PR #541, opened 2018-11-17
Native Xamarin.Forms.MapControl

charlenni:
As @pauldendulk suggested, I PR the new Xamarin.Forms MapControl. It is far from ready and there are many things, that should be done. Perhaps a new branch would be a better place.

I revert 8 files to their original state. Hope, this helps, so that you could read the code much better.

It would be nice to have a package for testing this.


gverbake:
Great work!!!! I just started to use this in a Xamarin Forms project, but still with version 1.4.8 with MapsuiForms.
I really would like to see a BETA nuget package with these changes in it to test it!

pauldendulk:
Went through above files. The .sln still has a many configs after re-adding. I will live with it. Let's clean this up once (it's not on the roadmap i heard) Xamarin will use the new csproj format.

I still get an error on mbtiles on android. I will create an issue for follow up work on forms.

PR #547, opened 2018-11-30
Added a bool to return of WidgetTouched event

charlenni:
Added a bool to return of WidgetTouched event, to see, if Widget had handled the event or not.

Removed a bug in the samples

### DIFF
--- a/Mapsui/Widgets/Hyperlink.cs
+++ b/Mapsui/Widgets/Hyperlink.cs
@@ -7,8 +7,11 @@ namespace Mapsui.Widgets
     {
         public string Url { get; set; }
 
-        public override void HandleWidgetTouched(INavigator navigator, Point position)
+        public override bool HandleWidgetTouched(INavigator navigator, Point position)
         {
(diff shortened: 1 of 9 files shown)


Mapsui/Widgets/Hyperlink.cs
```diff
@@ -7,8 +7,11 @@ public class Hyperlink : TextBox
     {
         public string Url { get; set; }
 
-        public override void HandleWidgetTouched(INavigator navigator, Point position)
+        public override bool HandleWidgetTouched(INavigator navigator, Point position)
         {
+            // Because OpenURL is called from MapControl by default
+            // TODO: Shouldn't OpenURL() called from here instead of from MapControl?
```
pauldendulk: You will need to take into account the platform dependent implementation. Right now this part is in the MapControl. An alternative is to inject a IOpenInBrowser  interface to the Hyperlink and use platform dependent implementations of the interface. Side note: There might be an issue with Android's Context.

* * *

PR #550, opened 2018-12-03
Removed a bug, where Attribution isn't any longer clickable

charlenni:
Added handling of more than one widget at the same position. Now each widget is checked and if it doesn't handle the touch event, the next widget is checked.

...

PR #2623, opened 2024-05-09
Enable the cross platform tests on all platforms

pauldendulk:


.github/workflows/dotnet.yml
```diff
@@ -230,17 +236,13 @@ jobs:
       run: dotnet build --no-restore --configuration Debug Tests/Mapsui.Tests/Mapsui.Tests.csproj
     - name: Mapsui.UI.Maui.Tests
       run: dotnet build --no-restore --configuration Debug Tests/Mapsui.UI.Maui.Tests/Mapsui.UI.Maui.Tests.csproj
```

*Your objective:*
Extract the lines of the preceding material that run from the line with "PR #541, opened 2018-11-17" through the line with "Went through above", inclusive, reproducing them exactly and adding nothing.

*Response:*
PR #541, opened 2018-11-17
Native Xamarin.Forms.MapControl

charlenni:
As @pauldendulk suggested, I PR the new Xamarin.Forms MapControl. It is far from ready and there are many things, that should be done. Perhaps a new branch would be a better place.

I revert 8 files to their original state. Hope, this helps, so that you could read the code much better.

It would be nice to have a package for testing this.


gverbake:
Great work!!!! I just started to use this in a Xamarin Forms project, but still with version 1.4.8 with MapsuiForms.
I really would like to see a BETA nuget package with these changes in it to test it!

pauldendulk:
Went through above files. The .sln still has a many configs after re-adding. I will live with it. Let's clean this up once (it's not on the roadmap i heard) Xamarin will use the new csproj format.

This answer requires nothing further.